▶ [TASK ITEM]:
Please transcribe the data that follows exactly, from its first line through the line that contains "We can't make".

[THE INPUT — start]

PR #1168, opened 2020-01-15
Deprecated non-paged GetStatusAsync APIs

### LINKED ISSUE #1116: Orchestration query API should default to 100 instances
In cases where there are more than 100 instances in the instance store, this request can take a huge amount of time to complete by default. We should set a reasonable default of 100 instances (which matches the new ListEntities API).

### LINKED ISSUE #1147: Deprecate non-paged IDurableOrchestrationClient.GetStatusAsync APIs
We have too many redundant overloads of `IDurableOrchestrationClient.GetStatusAsync()`. Some of them also don't support paging, which can result in really slow, really expensive queries.

We should just have a single `GetStatusAsync()` API. Even better if we can rename it to `ListInstancesAsync()` (or something similar), which is a more descriptive name. Basically, this overload would be preferred:
```csharp
Task<OrchestrationStatusQueryResult> ListInstancesAsync(
    OrchestrationStatusQueryCondition filter,
    CancellationToken cancellationToken);
```
We can't make a breaking change, though, so other overloads need to be preserved. However we should decorate them with the `[Obsolete]` attribute so that developers know not to take a dependency on those APIs. In a Durable 3.0 release we can delete the deprecated APIs.

We could update the overloads to all take paging parameters, but it would be cleaner (I think) to just have a single flexible overload.

**Additional context**
Related to https://github.com/Azure/azure-functions-durable-extension/issues/1116.

amdeel:
resolves #1147 
resolves #1116

### DIFF
--- a/src/WebJobs.Extensions.DurableTask/ContextImplementations/DurableClient.cs
+++ b/src/WebJobs.Extensions.DurableTask/ContextImplementations/DurableClient.cs
@@ -378,10 +378,7 @@ namespace Microsoft.Azure.WebJobs.Extensions.DurableTask
 
         private OrchestrationStatusQueryCondition CreateConditionFromParameters(DateTime? createdTimeFrom, DateTime? createdTimeTo, IEnumerable<OrchestrationRuntimeStatus> runtimeStatus)
         {
-            var condition = new OrchestrationStatusQueryCondition
-            {
-                PageSize = int.MaxValue,
-            };
+            var condition = new OrchestrationStatusQueryCondition();
 
             if (createdTimeFrom != null)
             {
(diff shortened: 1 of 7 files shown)


src/WebJobs.Extensions.DurableTask/ContextImplementations/DurableClient.cs
```diff
@@ -358,28 +358,44 @@ async Task<DurableOrchestrationStatus> IDurableOrchestrationClient.GetStatusAsyn
...
-            }
-
-            return results;
+            return await this.GetAllStatusHelper(null, null, null, cancellationToken);
         }
 
         /// <inheritdoc />
         async Task<IList<DurableOrchestrationStatus>> IDurableOrchestrationClient.GetStatusAsync(DateTime createdTimeFrom, DateTime? createdTimeTo, IEnumerable<OrchestrationRuntimeStatus> runtimeStatus, CancellationToken cancellationToken)
         {
-            IList<OrchestrationState> states = await this.DurabilityProvider.GetAllOrchestrationStatesWithFilters(createdTimeFrom, createdTimeTo, runtimeStatus, cancellationToken);
```
cgillum: Does your change also allow us to deprecate/remove `GetAllOrchestrationStatesWithFilters`?

amdeel: I didn't notice this before, but yes, it does.

cgillum:
It looks like the AppVeyor CI is failing because of build warnings. @amdeel can you update the PR to fix the build warnings? Once that's done, I'm good to sign off.

@ConnorMcMahon it would be good to have you review this as well, especially now that we're touching the durability provider abstract base class.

[THE INPUT — finish]

▶ [COMPLETED TASK]:
PR #1168, opened 2020-01-15
Deprecated non-paged GetStatusAsync APIs

### LINKED ISSUE #1116: Orchestration query API should default to 100 instances
In cases where there are more than 100 instances in the instance store, this request can take a huge amount of time to complete by default. We should set a reasonable default of 100 instances (which matches the new ListEntities API).

### LINKED ISSUE #1147: Deprecate non-paged IDurableOrchestrationClient.GetStatusAsync APIs
We have too many redundant overloads of `IDurableOrchestrationClient.GetStatusAsync()`. Some of them also don't support paging, which can result in really slow, really expensive queries.

We should just have a single `GetStatusAsync()` API. Even better if we can rename it to `ListInstancesAsync()` (or something similar), which is a more descriptive name. Basically, this overload would be preferred:
```csharp
Task<OrchestrationStatusQueryResult> ListInstancesAsync(
    OrchestrationStatusQueryCondition filter,
    CancellationToken cancellationToken);
```
We can't make a breaking change, though, so other overloads need to be preserved. However we should decorate them with the `[Obsolete]` attribute so that developers know not to take a dependency on those APIs. In a Durable 3.0 release we can delete the deprecated APIs.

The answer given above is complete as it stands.